EXERCISE PROMPT => Please say how many lines of the listing hold "files", with no other words in the answer.
######
PR #1389, opened 2025-07-25
Add a starting diffractometer device for i19-2

### LINKED ISSUE #1073: Add Diffractometer device of i19-2
Write a device for the 4 circle diffractometer on i19-2, which includes both the goniometer and the detector axes.

Note. May need to keep in mind the collision model (see IS4CCD)

noemifrisina:
Fixes #1073 

In the first instance, just add a diffractometer device for I19-2 which has all 6 gonio axes plus the detector stage. For now, this does not include the collision model, so should only be used for reading the axes positions.

1. Run dodal connect on i19-2

### Checks for reviewer

### DIFF
--- a/src/dodal/cli.py
+++ b/src/dodal/cli.py
@@ -1,12 +1,14 @@
 import os
 from collections.abc import Mapping
+from pathlib import Path
 
 import click
 from bluesky.run_engine import RunEngine
-from ophyd_async.core import NotConnected
+from ophyd_async.core import NotConnected, StaticPathProvider, UUIDFilenameProvider
 from ophyd_async.plan_stubs import ensure_connected
 
 from dodal.beamlines import all_beamline_names, module_name_for_beamline
+from dodal.common.beamlines.beamline_utils import set_path_provider
 from dodal.utils import AnyDevice, filter_ophyd_devices, make_all_devices
 
 from . import __version__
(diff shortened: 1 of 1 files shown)


tests/devices/i19/test_diffractometer.py
```diff
@@ -0,0 +1,7 @@
+from dodal.devices.i19.diffractometer import DetectorMotion, FourCircleDiffractometer
+
+
+def test_diffractometer_created_without_errors():
```
DominicOram, line 4: Could: Might be good to test that the readables are as expected. You can do this with `assert_reading`.

src/dodal/devices/i19/diffractometer.py
```diff
@@ -0,0 +1,28 @@
+from ophyd_async.epics.motor import Motor
+
+from dodal.devices.motors import Stage, XYZStage
+
+CIRC = "-MO-CIRC-02:SAM:"  # for phi, kappa, omega, 2theta and det_z
+SAMP = "-MO-SAMP-02:SAM:"  # for x,y,z
```
DominicOram, line 6: Should: @DiamondJoseph has gone through and pulled these out into parameters to pass to the device (https://github.com/DiamondLightSource/dodal/pull/1388/files). I think that is a good standard and we should do the same here

DominicOram (changes requested):
Great, thanks. I confirmed `dodal connect i19-2` works. Couple of minor comments in code, otherwise good.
######
ANSWER AREA => 2